:: Input records

PR #613, opened 2022-11-10
populate dest country if nil

WernerVdM97:
Summary of this change:
From QA testing we realised that the target country (for a govt sheet where a country isn't specified) was never "auto-filled" on the pallet, contrasting what we previously believed. Therefore, a function has been implemented to specify the first country linked to the chosen eCert agreement as the destination country in the API call to eCert.

CHANGELOG entry:

### Added
- Function `find_first_country_iso_for(agreement_id)` to `ecert_repo`.
### Changed
- If `destination_country` for a `govt_inspection_sheet/-pallet` is nil, then the `TargetCountry` field of the API call to eCert is populated by `find_first_country_iso_for`.


lib/finished_goods/repositories/ecert_repo.rb
```diff
@@ -94,8 +94,14 @@ def find_dest_country(pallet_id)
       DB[qry, pallet_id].get(:iso_country_code)
     end
 
-    def compile_preverify_pallets(pallet_numbers, agreement_code: nil, mixed_tms: false) # rubocop:disable Metrics/AbcSize, Metrics/CyclomaticComplexity, Metrics/PerceivedComplexity
-      return [{}] if pallet_numbers.nil? || (!mixed_tms && agreement_code.nil?)
+    def find_first_country_iso_for(agreement_id)
+      country_ids = get(:ecert_agreements, :country_ids, agreement_id)
+      country_id = country_ids[0]
+      get(:destination_countries, :iso_country_code, country_id)
+    end
```
jcsjcs, line 101: You can do this in one query (and also not crash if `country_ids` is nil).
```ruby
DB[:ecert_agreements]
.left_join(:destination_countries, id: Sequel.lit('ecert_agreements.country_ids[1]'))
.where(Sequel[:ecert_agreements][:id] => agreement_id)
.get(Sequel[:destination_countries][:iso_country_code])
```

jcsjcs (changes requested):

PR #616, opened 2022-11-11
inverse allocation grid: add preview label grid action

miramanz:
Summary of this change:
 add preview label grid action to the inverse allocation grid

### Added
- . preview label grid action to the inverse allocation grid

Production | Runs | List Production Runs | allocate product setups | packing points to product setups | preview label


routes/production/runs.rb
```diff
@@ -676,6 +676,20 @@ class Nspack < Roda
             end
           end
         end
+
+        r.on 'preview_label' do
+          res = interactor.preview_allocation_carton_label_for(id, product_setup_id)
+          if res.success
+            filepath = Tempfile.open([res.instance.fname, '.png'], 'public/tempfiles') do |f|
```
jcsjcs, line 683: Please take the code between `if res.success` and `else` and place it in a new method in `helpers/common_helpers.rb`.
Name the method `show_preview_image` and pass `res` to it. Then replace the code in this action with that call and also check the following routes to see if they can use the same helper:
* `routes/labels/labels.rb`
* `routes/masterfiles/locations.rb`
* `routes/production/runs.rb`

jcsjcs (changes requested):

PR #621, opened 2022-11-17
Feature/buildup inspections

lmatoti:
Inspected Pallet Buildups
- For inspected destination pallet, clone pallet/pallet_sequences/cartons. Then scrap pallet/pallet_sequences/cartons
- Present user with print_pallet_label form


lib/finished_goods/interactors/buildups_interactor.rb
```diff
@@ -277,6 +277,13 @@ def complete_pallet_buildup(id) # rubocop:disable Metrics/AbcSize, Metrics/Cyclo
           end
 
           repo.update(:pallet_buildups, id, updates)
+          new_pallet_id = nil
+          unless pallet_buildup[:auto_create_destination_pallet]
+            res = BuildupInspection.call(dest_pallet_id, @user.user_name)
+            raise Crossbeams::InfoError, res.message unless res.success
+
+            new_pallet_id = res.instance
+          end
```
jcsjcs, line 286: Please implement this more clearly:
```ruby
if buildup_inspection_required?(dest_pallet_id, pallet_buildup[:auto_create_destination_pallet])
  res = PreparePalletForBuildupInspection.call(dest_pallet_id, @user.user_name)
  raise Crossbeams::InfoError, res.message unless res.success

  new_pallet_id = res.instance
end

def buildup_inspection_required?(x,y)
  return false if auto
  return false if not inspected

  true
end
```
So:
* rename the service to `PreparePalletForBuildupInspection`
* and move the inspected/re-inspected check out of the service to a new method.

jcsjcs (changes requested):

lib/production/repositories/reworks_repo.rb
```diff
@@ -277,18 +277,17 @@ def clone_inspected_buildup_pallet_sequences(old_pallet_id, pallet_id, sequence_
...
 
-    def clone_inspected_buildup_cartons(old_sequence_id, new_sequence_id) # rubocop:disable Metrics/AbcSize
-      messcada_repo = MesscadaApp::MesscadaRepo.new
+    def clone_inspected_buildup_cartons(old_sequence_id, new_sequence_id)
       old_carton_label_ids = select_values(:cartons, :carton_label_id, pallet_sequence_id: old_sequence_id)
       old_carton_label_ids.each do |old_carton_label_id|
         carton_label_rejected_fields = %i[id created_at updated_at]
         attrs = find_hash(:carton_labels, old_carton_label_id).reject { |k, _| carton_label_rejected_fields.include?(k) }
-        carton_label_ids = messcada_repo.create_carton_labels(1, attrs)
+        carton_label_ids = MesscadaApp::MesscadaRepo.new.create_carton_labels(1, attrs)
```
jcsjcs, line 285: This can just be:
```ruby
carton_label_id = create(:carton_labels, attrs)
```

jcsjcs (changes requested):

PR #622, opened 2022-11-18
Weighed Fullness- Bin Weighing

lmatoti:
Weighed Fullness- Bin Weighing
1. Negative nett_weight error implemented


lib/messcada/services/bin_weigh.rb
```diff
@@ -124,8 +123,10 @@ def calc_tare_weight
                                             rmt_inner_container_type_id: inputs.rmt_inner_container_type_id)
     end
 
-    def enforce_bin_weight_ranges(bin_fullness, weighed_fullness)
+    def enforce_bin_weight_ranges(bin_fullness, weighed_fullness, max) # rubocop:disable Metrics/AbcSize, Metrics/CyclomaticComplexity, Metrics/PerceivedComplexity
       return ok_response if inputs.presorted_bin || !AppConst::CR_RMT.enforce_bin_weight_ranges?
+      return failed_response("weighed_fullness could not be calculated. nett_weight(#{weights[:nett_weight].to_f}) is out of range, it cannot be smaller than 0.") if !weights[:nett_weight].positive? && !inputs.presorted_bin && AppConst::CR_RMT.enforce_bin_weight_ranges?
+      return failed_response("weighed_fullness could not be calculated. nett_weight(#{weights[:nett_weight].to_f}) is out of range, it cannot be bigger than maximum allowed value of #{max.to_f}.") if weights[:weighed_fullness].nil? && !inputs.presorted_bin && AppConst::CR_RMT.enforce_bin_weight_ranges?
```
jcsjcs, line 129: Please make this easier to read:
```ruby
if AppConst::CR_RMT.enforce_bin_weight_ranges? && !inputs.presorted_bin
  return failed_response("weighed_fullness could not be calculated. nett_weight(#{weights[:nett_weight].to_f}) is out of range, it cannot be smaller than 0.") unless weights[:nett_weight].positive?
  return failed_response # max check
end
```
Also the max check seems to check if the `weighed_fullness` is nil instead of comparing to the `max` value. Is this right?

jcsjcs (changes requested):

PR #623, opened 2022-11-21
Refactor / Orders Target Customers

FritzViljoen:
Summary of this change:

Move target_customer from orders to order_items

CHANGELOG entry:
### Changed
- Move target_customer from orders to order_items

test create order with order items


lib/finished_goods/ui_rules/order_item_rule.rb
```diff
@@ -150,25 +157,7 @@ def make_form_object
...
-                                    inventory_id: nil,
-                                    carton_quantity: nil,
-                                    price_per_carton: nil,
-                                    price_per_kg: nil,
-                                    sell_by_code: nil,
-                                    pallet_format_id: nil,
-                                    pm_mark_id: nil,
-                                    pm_bom_id: nil,
-                                    rmt_class_id: nil)
+      @form_object = OpenStruct.new
```
jcsjcs, line 160: Rather make this:
```ruby
@form_object = new_form_object_from_struct(FinishedGoodsApp::OrderItem)
```
It does not make a material difference to the behaviour, but if the form object needs any default value in future the code will be easier to maintain.

jcsjcs (changes requested):

PR #635, opened 2022-11-29
Pallet Buildups Cloned Destination Pallets

lmatoti:
Pallet Buildups Cloned Destination Pallets
- Log status 'DONATED CARTONS TO {dest pallet}' for src pallets that still have cartons
- Added new column: 'intermediate_pallet'
- Cloned pallet is now stored inside buildups.destination_pallet and the pallet it was cloned from is stored in buildups.intermediate_pallet
- Script to populate buildups.intermediate_pallet and fix buildups.destination_pallet for existing buildups for inspected pallets


scripts/fix_pallet_buildups_intermediate_pallet.rb
```diff
@@ -0,0 +1,69 @@
+# frozen_string_literal: true
```
jcsjcs, line 1: Please re-generate this script from the UI so that it is built from the latest template.

jcsjcs (changes requested):

PR #646, opened 2022-12-02
Feature/central carton verification

WernerVdM97:
Summary of this change:
Added TCP scanners, that are linked to the central MesServer, to the generation of peripherals.xml.
Also added the URL `/messcada/production/central_carton_verification?carton_number=123` to production routes.
This URL acts the same as `/messcada/production/carton_verification`, with the difference that a device parameter is not required.


lib/production/services/build_peripherals_xml.rb
```diff
@@ -48,6 +49,25 @@ def build_xml # rubocop:disable Metrics/AbcSize, Metrics/CyclomaticComplexity, M
...
+                              NetworkInterface: scanner[:network_interface],
+                              Port: scanner[:port],
+                              TTL: scanner[:ttl],
+                              CycleTime: scanner[:cycle_time],
+                              NoRead: extended_conf['no_read'],
+                              BufferSize: extended_conf['buffer_size'] || 256,
+                              EndOfInput: extended_conf['end_of_input'],
+                              StartOfInput: extended_conf['start_of_input'],
+                              StripEndOfInput: extended_conf['strip_end_of_input'] || 'true',
+                              StripStartOfInput: extended_conf['strip_start_of_input'] || 'true')
```
jcsjcs, line 68: This element will also require `URL: <logic_to_come>` and `Par1: <logic_to_come>`.
The logic is still to be worked out, and there may be more than one `Par` in certain cases.
At this stage it is a good idea to just add placeholders to the XML.

jcsjcs (changes requested):

PR #655, opened 2022-12-08
Feature/depot receipts

WernerVdM97:
[Summary of this change:](https://docs.google.com/document/d/1jO-U0t7zg-4n1FzBjMyaYOY-ux_qRUbDahLHj_ydwQs/edit?usp=sharing)

If the client rule `depot_receipts_require_user_validation` is true, then users are given a new app (based on the existing manual intakes) on which a PO-in file can be manually edited before being accepted and the records generated in the DB.

CHANGELOG entry:

### Added
- For EDI | Receipts | EDI in Txs:
  - New columns, `validated by user` and `validated by user at`
  - New action menu item `manually validate`. Visible if: 
    - `complete` and `newer_edi_received` is false
    - `schema_valid` and `valid` is true
    - user has the `can manually validate depot pallets` permission
 - `Validate depot receipt` page (based on EDI | Actions | manual intake) on which users can delete rows (red), add rows (green) or change rows (orange).
   - Summary page of the changes made, accessible via the `Accept PO as correct` button.
### Fixed
- Improved the handling of manual intakes inline edit grid by adding a hidden `ID` column to each pallet record in the PO-in file.
  -  This allows for the grid to be ordered by pallet number for an improved user experience.
- Validation to prevent a non-number pallet number from being entered.

As Kromco, ensure the user has the required permission.
Find a PO file and receive it. Thereafter, validate it manually via the action menu. The pallet records should not exist.
It is important to test that manual intakes and normal PO-in files (for the client rule set to false) still works as before.


jcsjcs:
> I noticed now that there is no test directory for `lib/edi` nor an `test/routes/edi` directory.
> 
> Are EDI files something we don't usually write tests for?

No. All tests are welcome. The EDIs just don't have any because they didn't fit the usual scaffold shape and the original code was written to a deadline.

WernerVdM97:
> > I noticed now that there is no test directory for `lib/edi` nor an `test/routes/edi` directory.
> > Are EDI files something we don't usually write tests for?
> 
> No. All tests are welcome. The EDIs just don't have any because they didn't fit the usual scaffold shape and the original code was written to a deadline.

Okay, thanks. I'll generate them with the scaffold then. 

Might be worth revisiting these tests in the near future to write some for the rest of the EDI processes.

::::

- **Problem to solve**
Go over the data above and copy every line that has the word "tests" in it.

- **Response to this task**
> Are EDI files something we don't usually write tests for?
No. All tests are welcome. The EDIs just don't have any because they didn't fit the usual scaffold shape and the original code was written to a deadline.
> > Are EDI files something we don't usually write tests for?
> No. All tests are welcome. The EDIs just don't have any because they didn't fit the usual scaffold shape and the original code was written to a deadline.
Might be worth revisiting these tests in the near future to write some for the rest of the EDI processes.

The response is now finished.